Across the United States, which types of events have the greatest economic consequences?

Adverse weather events can have consequences both on properties and on agricultural crops. Overall, the greatest cost is due to damages on properties. The main cause is flood, followed by hurricane/typhoons and tornado, storm surge and hail (upper panel).

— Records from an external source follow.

PR #1454, opened 2025-02-14
add validation for namegiver items if create on actors

### LINKED ISSUE #1080: Allow only one namegiver per Actor
**Description**
NPCs and character actors shall only be allowed to have one namegiver item 

**Additional context**

patrickmohrmann:
resolves #1080

### DIFF
--- a/lang/de.json
+++ b/lang/de.json
@@ -1795,7 +1795,9 @@
       "windling":                                         "Windling"
     },
     "Notifications": {
-      "Error": {},
+      "Error": {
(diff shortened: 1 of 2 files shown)


ChristopherSD (commented):
This is already prepared to be implemented in a different way. The `metadata` property of  `ItemDataModel` has the `singleton` field, which indicates if a data model/Item can only exist once in a parent. So what needs to be done, is to set this field to true in the `NamegiverData` and implement the handling. 
You can have a look at it in the dnd5e system on the 4.2.x branch.
Let's do that together!

PR #1455, opened 2025-02-14
make movement data model nullable

### LINKED ISSUE #1037: Namegiver movement type shall be nullable
a movement type of 0 is not the correct way of showing that the Namegiver does not has any special movement method. it should be null for **no special method** and 0 for **no movement possible for this type**

this topic has to be looked at when we are working on tokens and canvas

patrickmohrmann:
resolves #1037


ChristopherSD:
@patrickmohrmann did you check what the fields are initialized with? Do they have a correct initial value of `null`?
The methods for initializing have changed a bit in V13, just need to make sure...
I don't have a computer test currently...

ChristopherSD (approved):

PR #1457, opened 2025-02-18
1448 rework attribute roll to have pre defined option

### LINKED ISSUE #1448: rework attribute roll to have pre-defined option
triggering an attribute roll shall create a small prompt before the roll prompt appears.

refactor it also similar to the workflow refactoring see PR #1621 

this prompt shall contain the following options:

| Half magic | Attribute Roll | Substitute Skill |
|------------|----------------|------------------|
| Discipline 1 | --- | avoid blow |
| Discipline 2 | --- | climb |
| --- | --- | jump |

add all attack options (melee, unamred etc. to dextertity as well as substitude skills. Add tail attack as well.

patrickmohrmann:
resolves #1448 

halfmagic and substitute roll is currently only a notification,

### DIFF
--- a/earthdawn4e.css
+++ b/earthdawn4e.css
@@ -75,6 +75,9 @@ input.input__number-input {
   padding-top: 5px;
   height: 20px;
 }
+.no-footer .form-footer {
+  display: none;
+}
 .one-line__vertical-align > * {
   line-height: 35px;
   vertical-align: middle;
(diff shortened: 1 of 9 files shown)


ChristopherSD (commented):
We should go over this together, there are several points to clear up, like:
- hard coding the abilities in the config (this needs to be dynamic somehow, if necessary at all)
- the multiple prompt types for each attribute (if we need the factory to accept input params, like the attribute, we need to think about if that's what the factory should do in the first place, and, if so, refactor it first)
- the handling of the roll shouldn't happen all in `rollAttribute`, this should only "roll an attribute", there should be handling in the sheet and corresponding delegating to the responsible functions
- the styling for only showing the buttons on hover (this is possibly a programmatic approach, therefore should already be included here)

PR #1465, opened 2025-02-25
1366-extend-getrolldata-method-for-actor-and-item-documents

### LINKED ISSUE #1366: Extend `getRollData` method for Actor and Item documents
## Story

As a player/GM, I want the simplest syntax possible for `FormulaField`s, so I don't need to remember complex system field paths, and can easily use that feature. 

## detail description

To simplify the syntax for `FormulaField`s, e.g. not having to write something like `2 + @system.characteristics.health.damage.total` but rather `2 + @damage`.
Formula fields will be evaluated, like Rolls, against provided data to allow for variable calculation. This can include values like the rank of an ability, or the Dex step of a character. For `Actor`s and `Item`s, it is usually their system data.  Often the different properties have a too complex field path in the system data. It's necessary for a good UX and quality of life to simplify this.

## Proposed Solution

This data is based on their `getRollData` method, which only provides the system data in its base version. This method can be extended to provide shortcuts to often used values.

## Acceptance Critera
At least the following shortcut properties should be provided:

- [x] attribute steps 
    - `@dex`
    - `@str`
- [x] armor values
    - `@pa`
    - `@ma`
- [x] defense values
    - `@pd`
    - `@md`
    - `@sd`
- [x] health values
    - `@death`
    - `@unconscious`
    - `@woundThresh`
    - `@wounds`
    - `@damage`
- [x] movement values
    - `@burrow`
    - `@climb`
    - `@fly`
    - `@swim`
    - `@walk`
- [x] resource steps
    - `@karma`
    - `@devotion`
    - `@recovery`
- [x] initiative step
    - `@ini` 
- ... tbd

ChristopherSD:
Closes #1366


module/config.mjs
patrickmohrmann, line 1: is there a reason to keep this?

patrickmohrmann (approved):

PR #1466, opened 2025-02-25
444 show karma and maneuver knacks

### LINKED ISSUE #444: show karma and maneuver knacks
include karma and maneuver knacks as separate entries in the talent overview

place some icons in front of each

✨ fa-sparkles – Karma Knack
🌀 fa-hurricane – Special Maneuver
⚡ fa-bolt – knack abilities

patrickmohrmann:
in short, this is what this pr is about. I added all kinds of knack visualizations

resolves #444 

image

### DIFF
--- a/module/applications/item/class-item-sheet.mjs
+++ b/module/applications/item/class-item-sheet.mjs
@@ -162,15 +162,6 @@ export default class ClassItemSheetEd extends ItemSheetEd {
       }
     );
 
-    
-    context.enrichedBriefDescription = await TextEditor.enrichHTML(
-      this.document.system.briefDescription.value,
-      {
-        // Only show secret blocks to owner
-        secrets:    this.document.isOwner,
-      }
-    );
-
     return context;
   }
 
--- a/module/applications/item/class-item-sheet.mjs
+++ b/module/applications/item/class-item-sheet.mjs
@@ -162,6 +162,15 @@ export default class ClassItemSheetEd extends ItemSheetEd {
       }
     );
 
+    
+    context.enrichedBriefDescription = await TextEditor.enrichHTML(
+      this.document.system.briefDescription.value,
+      {
+        // Only show secret blocks to owner
+        secrets:    this.document.isOwner,
+      }
+    );
+
     return context;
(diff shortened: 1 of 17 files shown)


module/applications/item/class-item-sheet.mjs
```diff
@@ -162,6 +162,15 @@ export default class ClassItemSheetEd extends ItemSheetEd {
       }
     );
 
+    
+    context.enrichedBriefDescription = await TextEditor.enrichHTML(
```
ChristopherSD, line 166: Why do we need this here when its already in `ItemSheetEd`? We're calling super, so its already there.

module/applications/item/physical-item-sheet.mjs
```diff
@@ -109,6 +109,14 @@ export default class PhysicalItemSheetEd extends ItemSheetEd {
         // rollData: this.document.getRollData
       }
     );
+
+    context.enrichedBriefDescription = await TextEditor.enrichHTML(
```
ChristopherSD, line 113: Why do we need this here when its already in `ItemSheetEd`? We're calling super, so its already there.

module/data/item/templates/item-description.mjs
```diff
@@ -19,6 +19,14 @@ export default class ItemDescriptionTemplate extends SystemDataModel {
           hint:     this.hintKey( "description" ),
         } ), 
       } ),
+      briefDescription: new fields.SchemaField( {
```
ChristopherSD, line 22: naming suggestion: `summary`
so there's no overlap with `description`. makes it clearer?

ChristopherSD (changes requested):

module/applications/item/physical-item-sheet.mjs
patrickmohrmann: true

module/data/item/templates/item-description.mjs
patrickmohrmann: good idea

ChristopherSD (approved):

PR #1483, opened 2025-03-06
1480 smaller lp tracking fixes

### LINKED ISSUE #88: [LP Tracking] Knacks
Knacks can be learned by drag and drop it to the actor.

### LINKED ISSUE #1226: [BUG]-Class at rank 0 after character generation
the class is at rank 0 after character generation. it has to be at rank 1 of course. I believe the issue is based on the rank of the class item. All Class items shall have the base value of 0 in the compendium, but shall be added as class level 1.

patrickmohrmann:
includes knack learn prompt as well as other smaller changes
resolves #88 
resolves #1226


module/applications/global/prompt-factory.mjs
```diff
@@ -379,6 +379,7 @@ class ItemPromptFactory extends PromptFactory {
 
   _promptTypeMapping = {
     chooseTier:     this._chooseTierPrompt.bind( this ),
+    learnKnack:     this._learnKnackPrompt.bind( this ),
```
ChristopherSD, line 382: Why a special prompt for that? It's an ability, so it could use the ability prompt?

module/applications/actor/character-sheet.mjs
```diff
@@ -237,9 +237,8 @@ export default class ActorSheetEdCharacter extends ActorSheetEdNamegiver {
 
   /** @inheritdoc */
   async _onDropItem( event, item ) {
-    if ( item.system.learnable ) item.system.constructor.learn( this.actor, item );
+    if ( item.system.learnable ) return item.system.constructor.learn( this.actor, item );
```
ChristopherSD, line 240: why return it here?
if needed, the second line needs a return as well. and the documentation has to be adjusted (it currently says it returns a `Promise<void>`)

module/applications/global/prompt-factory.mjs
patrickmohrmann: I won :-)

ChristopherSD (approved):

The diverse kind of adverse events contribute to different percentages of damage in properties (bottom left) and crops (bottom right). While floods are the main cause for damage to properties with almost 145 billions dollars in the period studied, damages to crops are due to a lot of different events contributing in a more uniform way, where the most harmful is the drought (with approximately 14 billions $).

plot of chunk plotting.q2

Notably, the single events with the highest economic consequences were the four floods one of which happened in 1975 in Texas. As regards crop damage, the worst single events were 4 river flood and 4 ice storm that were responsible for a 5 billions $ damage. One of this was the ice storm that hit Clinton city in 1975.